シナリオの第一稿は小津監督の映画世界をかなり意識したもので、ボクが得意としていた、短い台詞の連打と長台詞からなるものだった。
書きながら、温泉地で、宿の女将をしている老人の姉を出すことにした。
淡島さんを頭に浮かべた。
『晩春』の淡島さんが、歳とったイメージで、台詞を書いた。
書き上げて、ボクは、有頂天だった。
「やっとボクは、淡島さんに宛てた台本を書いたのだ!」
と狂喜乱舞した。
そして、その勢いで、プリントアウトした台本を、淡島さんに送った。
「いつか、お金が集まったら実現したい台本です。

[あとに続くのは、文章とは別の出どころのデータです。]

PR #246, opened 2018-12-19
Increase default workers number per Yorc server from 3 to 30

### LINKED ISSUE #244: Increase default workers number
# Issue Description

As per our recent changes on making workflow steps the new unit of execution instead of the whole workflow it makes sense to increase the default number of workers from `3` to lets say `30`. This will be adapted when we will have real use-cases feedback

loicalbertin:
# Pull Request description

## Description of the change

Increase default workers number per Yorc server from `3` to `30` 

* Increase default workers number per Yorc server from `3` to `30` ([GH-244](https://github.com/ystia/yorc/issues/244))

## Applicable Issues

Resolves #244

### DIFF
--- a/CHANGELOG.md
+++ b/CHANGELOG.md
@@ -2,6 +2,10 @@
 
 ## UNRELEASED
 
+### ENHANCEMENTS
+
+* Increase default workers number per Yorc server from `3` to `30` ([GH-244](https://github.com/ystia/yorc/issues/244))
+
 ## 3.1.0-RC2 (December 18, 2018)
 
 ### DEPENDENCIES
--- a/config/config.go
+++ b/config/config.go
@@ -33,7 +33,7 @@ import (
 const DefaultConsulPubMaxRoutines int = 500
 
 // DefaultWorkersNumber is the default number of workers in the Yorc server
-const DefaultWorkersNumber int = 3
+const DefaultWorkersNumber int = 30
 
 // DefaultHTTPPort is the default port number for the HTTP REST API
 const DefaultHTTPPort int = 8800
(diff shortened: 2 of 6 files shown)


loicalbertin:
> How the number 30 was chosen ?
> 
> Otherwise, looks good

It should be a trade-off between how many steps we want to allow to run in parallel which impacts overall Yorc's performances and the number of terraform/ansible executions run in parallel by Yorc that will impact consumed system memory and CPU.

So the value of `30` sounds reasonable for standard cloud servers that generally hosts Yorc. 
This is still configurable for constrained or large hosts.

Loic-R:
> > How the number 30 was chosen ?
> > Otherwise, looks good
> 
> It should be a trade-off between how many steps we want to allow to run in parallel which impacts overall Yorc's performances and the number of terraform/ansible executions run in parallel by Yorc that will impact consumed system memory and CPU.
> 
> So the value of `30` sounds reasonable for standard cloud servers that generally hosts Yorc.
> This is still configurable for constrained or large hosts.

Ok I see. Maybe we should test if it doesn't cause performance issues when it is running in a containerized environment.

loicalbertin:
> > > How the number 30 was chosen ?
> > > Otherwise, looks good
> > 
> > 
> > It should be a trade-off between how many steps we want to allow to run in parallel which impacts overall Yorc's performances and the number of terraform/ansible executions run in parallel by Yorc that will impact consumed system memory and CPU.
> > So the value of `30` sounds reasonable for standard cloud servers that generally hosts Yorc.
> > This is still configurable for constrained or large hosts.
> 
> Ok I see. Maybe we should test if it doesn't cause performance issues when it is running in a containerized environment.

We already had feedback on the previous model (1 worker per workflow) and up to 50 workers both on containerized and non-containerized environments. Results were good. So this modification seems a bit conservative to me. But we will see later on if we need increase again this default.

PR #1, opened 2019-12-09
Add openstack to ansible (transible) converter

sshnaidm:
Add code for converting openstack resources config to Ansible playbooks.


jistr:
Thank you!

茂子役をぜひ、演ってください!」
と、書き添えて。
しかし、『春との旅』は、映画になるまでに、8年もの時間を要した。
仲代達矢さんの出演が決まると、企画の実現まで、一年ほどしか掛からなかった。
制作のゴーサインが出ると直ぐに、ボクは垣内さんに連絡をとった。
キャストでは仲代さんの次に、淡島さんを決めたのだ。
もちろん色んな人から、色んな女優さんの名前が出たが、全てボクは、打ち消した。
「茂子役は、淡島さんです! これはもう絶対です!」
と、断定した。
こうして、念願の自作の映画に、淡島さんがご出演いただくことになった。
現場は、役者同志、火花散るものだった。
でも、そのことを細かく書くつもりは、ない。
ボクは、監督として、仲代さんと淡島さんの演技を特等席で観ることが出来るのだ。
その喜びは、死ぬまで二度とは味わえぬものに違いない。
事実、もう二度と、実現したくても出来ない組み合わせとなってしまった。
ボクは、淡島さんが亡くなった時に、随分と色んな所からコメントを求められたが、それらには、何も答える気にはなれなかった。
葬儀にも参列しなかった。
淡島さんが現場で交わした仲代さんとの会話を思い出したからだ。
淡島さんは、ずっと親交を結んでいた森繁久弥さんの葬儀に、行かなかったそうだ。
「だって、悲しすぎるでしょ?」
淡島さんは、言っていた。
淡島さんが亡くなった日、ボクは、DVDで、『春との旅』を観た。
鳴子温泉の淡島さんと仲代さんのやりとりを何度も繰り返し観た。
そして、「すみません」と詫びた。
こんなことをブログに載せるのは、どうかと思うが、やはり、書かないではいられない自分がいる。
ボクは、一淡島ファンのまま、慕い続けていたいし、それを、短いコメントでは終わらせたくなったのです。だって、それじゃ、悲しすぎるんです。